PR #9062, opened 2020-10-01
Disable gizmo rotation when in billboard mode

CedricGuillemet:
follow up on this thread https://forum.babylonjs.com/t/problem-with-gizmos-and-billboard-modes/14547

● **Work instruction**: All of the data above should be reproduced word for word.

● **Solution to the exercise**:
PR #9062, opened 2020-10-01
Disable gizmo rotation when in billboard mode

CedricGuillemet:
follow up on this thread https://forum.babylonjs.com/t/problem-with-gizmos-and-billboard-modes/14547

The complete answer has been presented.